Book cover: Partial Differential Equations in Mechanics 1

Section 4.2 Reduction to canonical forms, which leads to the development of the Laplace equation.

In this section, I don't understand how they expand the second-order partial derivative:

Formula of second-order derivative of u w.r.t. x

Where,

Exert from page 125.

Here is what I got so far. When I do it, I only get to have 4 terms, and not 5 like what's in the book. Here I apply product rule first and then the chain rule (Note, I'm using square brackets to indicate that I am taking the partial derivative of whatever is in them. Just to keep it organized).

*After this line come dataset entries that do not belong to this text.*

PR #216, opened 2022-02-07
[PF-1228] Use a standalone cloud_resource_uid in Buffer service

yonghaoy:
See  https://broadworkbench.atlassian.net/browse/PF-1228

It's bit unfortunate that we better to keep all the type of resources because that is part of response.


jmczerk (commented):
Code change looks OK, but looks like maybe it needs a dependency lockfile update?

PR #217, opened 2022-02-08
Fix perf test flakiness by reducing numberOfUserJourneyThreadsToRun

melissachang:
Last night's run timed out:

https://github.com/DataBiosphere/terra-resource-buffer/runs/5109523341?check_suite_focus=true

`HandoutResourcesThenWaitForRefill` timed out after 2 hours.

A passing run from a couple days ago:

https://github.com/DataBiosphere/terra-resource-buffer/runs/5032679956?check_suite_focus=true

`HandoutResourcesThenWaitForRefill` took about 1 hr 50 mins.

### DIFF
--- a/buffer-clienttests/src/main/resources/configs/HandoutResourcesThenWaitForRefill.json
+++ b/buffer-clienttests/src/main/resources/configs/HandoutResourcesThenWaitForRefill.json
@@ -7,9 +7,9 @@
   "testScripts": [
     {
       "name": "HandoutResource",
-      "numberOfUserJourneyThreadsToRun": 200,
+      "numberOfUserJourneyThreadsToRun": 150,
       "userJourneyThreadPoolSize": 100,
-      "expectedTimeForEach": 3,
+      "expectedTimeForEach": 2,
       "expectedTimeForEachUnit": "HOURS"
     }
   ],
--- a/src/main/resources/config/buffertest/pool_schema.yml
+++ b/src/main/resources/config/buffertest/pool_schema.yml
@@ -2,5 +2,5 @@
 ---
 poolConfigs:
   - poolId: "resource_buffer_test_v1"
-    size: 1250
+    size: 1500
     resourceConfigName: "resource_buffer_test_v1"
--- a/src/main/resources/config/buffertest/pool_schema.yml
+++ b/src/main/resources/config/buffertest/pool_schema.yml
@@ -2,5 +2,5 @@
 ---
 poolConfigs:
   - poolId: "resource_buffer_test_v1"
-    size: 1500
+    size: 1000
     resourceConfigName: "resource_buffer_test_v1"
--- a/src/main/resources/config/buffertest/pool_schema.yml
+++ b/src/main/resources/config/buffertest/pool_schema.yml
@@ -2,5 +2,5 @@
 ---
 poolConfigs:
   - poolId: "resource_buffer_test_v1"
-    size: 1000
+    size: 1250
     resourceConfigName: "resource_buffer_test_v1"


jmczerk (approved):
This works for me if @yonghaoy is good with it.  My impulse would be to maybe go to 1250, since 1500 is right at the edge, but I'm not super picky.

melissachang:
FYI I manually ran perf test and it failed. I'll investigate later today.

https://github.com/DataBiosphere/terra-resource-buffer/actions/runs/1813964968

melissachang:
> FYI I manually ran perf test and it failed. I'll investigate before merging.
> 
> https://github.com/DataBiosphere/terra-resource-buffer/actions/runs/1813964968

N/m, it failed because perf action does a checkout.

Changed to 1250.

yonghaoy:
The pool size is 1500, but one test run actually just verify it can create 200 projects. Reducing pool size here won't help. (but still good to reduce through because 1500 is a bit too high). 
The actual config is controlled by test runner config. Here is my recent example to reduce the number: 
https://github.com/DataBiosphere/terra-resource-buffer/pull/213

But I throught I changed the timeout to 3hr? Is 2hr is a hard limit in test runner?  @marikomedlock

melissachang:
> The pool size is 1500, but one test run actually just verify it can create 200 projects. Reducing pool size here won't help. (but still good to reduce through because 1500 is a bit too high). The actual config is controlled by test runner config. Here is my recent example to reduce the number: #213
> 
> But I throught I changed the timeout to 3hr? Is 2hr is a hard limit in test runner? @marikomedlock

[Handout step is capped at 30 mins](https://github.com/DataBiosphere/terra-resource-buffer/blob/1d7226593c9f579344ab26e4ba74d3dc105a1e73/buffer-clienttests/src/main/java/scripts/testscripts/HandoutResource.java#L48)

But I would like to advocate for shorter test time. I was actually wondering if we could decrease from 2 hours. I'm not sure if 3 hours gives additional data over 1.5 hours. And it makes things easier if we don't have to wait 3 hours for a run.

I decreased `numberOfUserJourneyThreadsToRun` from 200 to 150 (and changed 3 hours back to 2 hours), how does that look?

yonghaoy (approved):

marikomedlock:
> But I throught I changed the timeout to 3hr? Is 2hr is a hard limit in test runner? @marikomedlock

Test runner doesn't have a hard limit.

The `expectedTimeForEach` in the test runner config applies to each user journey thread. The user journey threads in this perf test just pull a project from the pool. So we give them up to 3hr to do that (with your previous change).

RBS uses test runner in a kind of special case here, because it's actually doing the assertion in the test cleanup method. There are no time limits for setup and cleanup methods in test runner. In this test, there is a hard-coded 2hr timeout [in the cleanup method](https://github.com/DataBiosphere/terra-resource-buffer/blob/1d7226593c9f579344ab26e4ba74d3dc105a1e73/buffer-clienttests/src/main/java/scripts/testscripts/HandoutResource.java#L71). I think that's why your previous change didn't up the timeout in the way we were expecting (sorry I didn't notice this then!).

So looking at this again, I think the timeout for the user journey threads for this test is probably extremely generous (2hrs to retry pulling a project from the pool, which we know is full in the setup method). To make this more configurable, we could pass in the timeout used in the cleanup method(and also the startup method while we're at it) as a test script parameter. That would allow us to adjust the timeouts just from the config, like other tests. ([example](https://github.com/DataBiosphere/terra-workspace-manager/blob/main/integration/src/main/java/scripts/testscripts/ServiceStatus.java) of using parameters in a test script)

$$\begin{align} \frac{\partial}{\partial x}\frac{\partial u}{\partial x} &= \\ &= \frac{\partial}{\partial x} \biggl( \frac{\partial u}{\partial \xi} \frac{\partial \xi}{\partial x} + \frac{\partial u}{\partial \eta} \frac{\partial \eta}{\partial x} \biggr) \\ &=\frac{\partial}{\partial x} \biggl( \frac{\partial u}{\partial \xi} \frac{\partial \xi}{\partial x}\biggr) + \frac{\partial}{\partial x} \biggl(\frac{\partial u}{\partial \eta} \frac{\partial \eta}{\partial x} \biggr) \\ &= \frac{\partial}{\partial x} \biggl[ \frac{\partial u}{\partial \xi} \biggr] \frac{\partial \xi}{\partial x} + \frac{\partial u}{\partial \xi} \frac{\partial}{\partial x} \biggl[ \frac{\partial \xi}{\partial x} \biggr] + \frac{\partial}{\partial x} \biggl[ \frac{\partial u}{\partial \eta} \biggr] \frac{\partial \eta}{\partial x} + \frac{\partial u}{\partial \eta} \frac{\partial}{\partial x} \biggl[ \frac{\partial \eta}{\partial x} \biggr] \\ \text{Now the chain rule:}\\ &= \frac{\partial}{\partial \xi}\biggl[\frac{\partial u}{\partial \xi}\biggr] \frac{\partial \xi}{\partial x} \frac{\partial \xi}{\partial x} + \frac{\partial u}{\partial \xi} \frac{\partial^2 \xi}{\partial x^2} + \frac{\partial}{\partial \eta}\biggl[\frac{\partial u}{\partial \eta}\biggr] \frac{\partial \eta}{\partial x} \frac{\partial \eta}{\partial x} + \frac{\partial u}{\partial \eta} \frac{\partial^2 \eta}{\partial x^2} \\ &=\frac{\partial^2 u}{\partial \xi^2} \biggl(\frac{\partial \xi}{\partial x} \biggr)^2 + \frac{\partial u}{\partial \xi} \frac{\partial^2 \xi}{\partial x^2} + \frac{\partial^2 u}{\partial \eta^2} \biggl(\frac{\partial \eta}{\partial x} \biggr)^2 + \frac{\partial u}{\partial \eta} \frac{\partial^2 \eta}{\partial x^2} \end{align} $$ My tree of the chain rule looks like this (is it correct?)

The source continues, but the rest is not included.